Task statement: From the material below, return every line that includes "needed".

○ ○ ○ ○

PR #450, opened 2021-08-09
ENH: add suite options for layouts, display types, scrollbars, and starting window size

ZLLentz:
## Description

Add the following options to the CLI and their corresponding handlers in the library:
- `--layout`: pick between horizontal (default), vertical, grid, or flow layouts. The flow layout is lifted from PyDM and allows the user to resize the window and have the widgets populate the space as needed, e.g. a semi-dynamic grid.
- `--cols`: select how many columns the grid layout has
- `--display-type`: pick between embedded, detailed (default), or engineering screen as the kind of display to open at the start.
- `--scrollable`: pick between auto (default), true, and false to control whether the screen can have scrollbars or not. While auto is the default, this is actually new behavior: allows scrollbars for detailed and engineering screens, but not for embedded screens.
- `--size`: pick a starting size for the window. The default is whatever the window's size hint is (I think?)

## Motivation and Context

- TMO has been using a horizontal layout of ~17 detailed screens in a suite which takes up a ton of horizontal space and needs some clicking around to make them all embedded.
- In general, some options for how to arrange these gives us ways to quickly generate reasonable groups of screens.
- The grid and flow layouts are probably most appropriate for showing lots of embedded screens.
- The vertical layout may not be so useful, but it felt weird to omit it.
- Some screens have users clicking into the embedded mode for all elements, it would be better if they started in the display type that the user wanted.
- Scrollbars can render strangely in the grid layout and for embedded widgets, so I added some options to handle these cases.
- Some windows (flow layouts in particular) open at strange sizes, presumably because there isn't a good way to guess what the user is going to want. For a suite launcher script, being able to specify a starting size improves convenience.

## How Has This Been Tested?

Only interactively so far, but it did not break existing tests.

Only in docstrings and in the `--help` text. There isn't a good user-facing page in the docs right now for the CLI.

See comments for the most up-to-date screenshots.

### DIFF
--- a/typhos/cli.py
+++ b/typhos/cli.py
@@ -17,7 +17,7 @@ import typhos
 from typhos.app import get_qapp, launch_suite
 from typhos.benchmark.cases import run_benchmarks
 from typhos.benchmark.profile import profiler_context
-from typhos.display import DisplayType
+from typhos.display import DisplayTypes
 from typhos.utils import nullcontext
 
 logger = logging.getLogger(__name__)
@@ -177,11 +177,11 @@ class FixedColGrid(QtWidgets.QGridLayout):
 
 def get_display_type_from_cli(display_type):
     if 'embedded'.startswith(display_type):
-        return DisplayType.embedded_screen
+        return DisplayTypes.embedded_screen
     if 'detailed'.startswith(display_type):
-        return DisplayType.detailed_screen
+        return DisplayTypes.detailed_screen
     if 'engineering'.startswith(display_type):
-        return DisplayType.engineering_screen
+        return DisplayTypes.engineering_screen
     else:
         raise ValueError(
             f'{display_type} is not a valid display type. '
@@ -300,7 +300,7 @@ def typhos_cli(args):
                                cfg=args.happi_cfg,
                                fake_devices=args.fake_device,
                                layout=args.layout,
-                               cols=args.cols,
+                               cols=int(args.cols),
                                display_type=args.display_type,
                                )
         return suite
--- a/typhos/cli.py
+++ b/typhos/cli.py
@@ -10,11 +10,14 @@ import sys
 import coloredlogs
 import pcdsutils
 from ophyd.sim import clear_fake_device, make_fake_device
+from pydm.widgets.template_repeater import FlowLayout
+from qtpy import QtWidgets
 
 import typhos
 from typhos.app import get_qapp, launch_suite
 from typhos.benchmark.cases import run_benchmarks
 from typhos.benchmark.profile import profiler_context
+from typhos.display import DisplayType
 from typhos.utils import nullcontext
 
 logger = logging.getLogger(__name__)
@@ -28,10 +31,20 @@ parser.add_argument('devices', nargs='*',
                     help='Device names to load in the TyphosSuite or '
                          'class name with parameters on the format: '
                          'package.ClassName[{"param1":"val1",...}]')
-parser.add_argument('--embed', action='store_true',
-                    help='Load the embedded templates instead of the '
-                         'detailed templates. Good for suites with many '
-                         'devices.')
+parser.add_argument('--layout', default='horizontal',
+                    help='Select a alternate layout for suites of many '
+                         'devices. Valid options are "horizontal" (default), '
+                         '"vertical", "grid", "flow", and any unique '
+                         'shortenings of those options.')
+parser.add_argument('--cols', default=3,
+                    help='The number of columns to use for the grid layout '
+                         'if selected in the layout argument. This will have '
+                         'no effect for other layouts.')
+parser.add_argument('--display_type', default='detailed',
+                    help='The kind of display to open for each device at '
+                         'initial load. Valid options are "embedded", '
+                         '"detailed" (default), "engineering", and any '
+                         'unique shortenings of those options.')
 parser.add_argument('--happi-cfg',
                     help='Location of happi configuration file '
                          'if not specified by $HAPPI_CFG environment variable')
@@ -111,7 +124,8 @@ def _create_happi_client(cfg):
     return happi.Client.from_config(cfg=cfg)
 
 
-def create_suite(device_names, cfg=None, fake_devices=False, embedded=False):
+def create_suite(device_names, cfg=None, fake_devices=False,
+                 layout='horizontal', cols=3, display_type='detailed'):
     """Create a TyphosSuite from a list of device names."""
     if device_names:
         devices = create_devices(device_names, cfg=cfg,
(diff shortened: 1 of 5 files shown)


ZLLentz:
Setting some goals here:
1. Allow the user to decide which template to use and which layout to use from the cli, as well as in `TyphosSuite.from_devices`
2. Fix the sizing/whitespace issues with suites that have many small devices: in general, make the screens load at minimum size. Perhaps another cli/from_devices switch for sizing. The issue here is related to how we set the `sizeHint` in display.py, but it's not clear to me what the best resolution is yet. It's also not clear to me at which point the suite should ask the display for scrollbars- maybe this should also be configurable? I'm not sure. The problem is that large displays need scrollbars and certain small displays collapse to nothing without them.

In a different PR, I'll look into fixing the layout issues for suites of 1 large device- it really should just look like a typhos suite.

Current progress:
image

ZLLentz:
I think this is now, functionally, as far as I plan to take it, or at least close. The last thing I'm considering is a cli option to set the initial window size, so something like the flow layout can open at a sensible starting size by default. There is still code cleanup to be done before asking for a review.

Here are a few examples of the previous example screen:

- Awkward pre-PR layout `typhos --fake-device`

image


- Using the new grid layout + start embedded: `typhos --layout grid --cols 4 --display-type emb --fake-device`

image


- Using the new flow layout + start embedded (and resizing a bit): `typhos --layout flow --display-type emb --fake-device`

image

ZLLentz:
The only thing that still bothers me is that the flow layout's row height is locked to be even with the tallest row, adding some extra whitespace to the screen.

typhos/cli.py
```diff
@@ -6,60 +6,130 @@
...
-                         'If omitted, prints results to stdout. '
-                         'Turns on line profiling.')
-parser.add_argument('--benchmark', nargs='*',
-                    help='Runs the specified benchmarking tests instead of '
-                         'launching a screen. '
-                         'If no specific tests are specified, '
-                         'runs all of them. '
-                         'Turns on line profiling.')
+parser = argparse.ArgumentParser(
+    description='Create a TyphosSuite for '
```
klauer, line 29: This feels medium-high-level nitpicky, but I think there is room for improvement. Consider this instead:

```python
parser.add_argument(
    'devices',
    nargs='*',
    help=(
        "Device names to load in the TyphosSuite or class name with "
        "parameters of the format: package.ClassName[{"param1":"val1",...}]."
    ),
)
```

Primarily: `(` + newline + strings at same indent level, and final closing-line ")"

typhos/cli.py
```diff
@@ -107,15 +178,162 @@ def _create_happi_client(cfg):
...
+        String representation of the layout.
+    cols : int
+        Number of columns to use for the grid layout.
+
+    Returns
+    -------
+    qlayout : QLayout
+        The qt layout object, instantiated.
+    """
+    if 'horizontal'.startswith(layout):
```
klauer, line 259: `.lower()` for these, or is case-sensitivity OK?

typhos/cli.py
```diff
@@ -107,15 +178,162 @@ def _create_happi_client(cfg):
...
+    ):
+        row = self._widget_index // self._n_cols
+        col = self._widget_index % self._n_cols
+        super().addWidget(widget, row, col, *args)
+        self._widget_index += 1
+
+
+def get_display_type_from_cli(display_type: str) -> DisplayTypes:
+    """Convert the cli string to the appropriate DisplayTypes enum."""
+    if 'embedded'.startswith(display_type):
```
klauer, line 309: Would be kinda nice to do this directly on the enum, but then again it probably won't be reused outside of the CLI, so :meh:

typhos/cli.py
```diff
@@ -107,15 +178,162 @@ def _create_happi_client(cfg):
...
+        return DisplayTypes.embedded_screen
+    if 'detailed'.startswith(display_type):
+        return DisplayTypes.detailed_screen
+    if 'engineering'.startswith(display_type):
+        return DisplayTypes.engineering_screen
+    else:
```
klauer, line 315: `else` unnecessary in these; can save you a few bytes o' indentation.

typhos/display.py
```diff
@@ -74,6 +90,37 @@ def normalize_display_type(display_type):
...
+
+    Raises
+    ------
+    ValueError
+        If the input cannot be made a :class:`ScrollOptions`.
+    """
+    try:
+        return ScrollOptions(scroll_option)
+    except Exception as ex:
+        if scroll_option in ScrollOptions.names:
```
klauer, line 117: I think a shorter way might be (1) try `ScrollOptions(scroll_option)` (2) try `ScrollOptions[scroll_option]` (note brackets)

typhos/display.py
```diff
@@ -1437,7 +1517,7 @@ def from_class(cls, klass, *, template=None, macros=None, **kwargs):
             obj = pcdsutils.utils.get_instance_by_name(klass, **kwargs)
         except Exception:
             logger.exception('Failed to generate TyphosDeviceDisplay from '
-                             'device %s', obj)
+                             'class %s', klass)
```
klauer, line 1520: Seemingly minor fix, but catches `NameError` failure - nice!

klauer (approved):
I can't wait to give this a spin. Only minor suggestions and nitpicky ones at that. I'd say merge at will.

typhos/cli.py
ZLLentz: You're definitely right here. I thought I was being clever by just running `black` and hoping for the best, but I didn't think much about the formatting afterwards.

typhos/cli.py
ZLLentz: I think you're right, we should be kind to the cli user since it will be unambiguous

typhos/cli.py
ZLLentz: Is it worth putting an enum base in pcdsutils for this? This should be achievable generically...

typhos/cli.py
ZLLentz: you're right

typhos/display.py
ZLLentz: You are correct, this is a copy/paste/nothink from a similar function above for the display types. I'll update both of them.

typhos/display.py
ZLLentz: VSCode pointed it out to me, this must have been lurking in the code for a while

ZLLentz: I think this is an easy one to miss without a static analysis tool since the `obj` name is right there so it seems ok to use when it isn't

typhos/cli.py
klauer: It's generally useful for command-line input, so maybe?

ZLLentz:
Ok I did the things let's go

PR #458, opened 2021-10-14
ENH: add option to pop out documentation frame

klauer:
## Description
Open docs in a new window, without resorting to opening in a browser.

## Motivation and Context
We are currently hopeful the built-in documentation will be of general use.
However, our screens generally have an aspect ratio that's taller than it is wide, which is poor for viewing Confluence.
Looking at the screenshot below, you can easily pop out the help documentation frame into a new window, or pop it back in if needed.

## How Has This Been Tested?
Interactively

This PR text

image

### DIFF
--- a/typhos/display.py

○ ○ ○ ○

Answer box:
- `--layout`: pick between horizontal (default), vertical, grid, or flow layouts. The flow layout is lifted from PyDM and allows the user to resize the window and have the widgets populate the space as needed, e.g. a semi-dynamic grid.
Looking at the screenshot below, you can easily pop out the help documentation frame into a new window, or pop it back in if needed.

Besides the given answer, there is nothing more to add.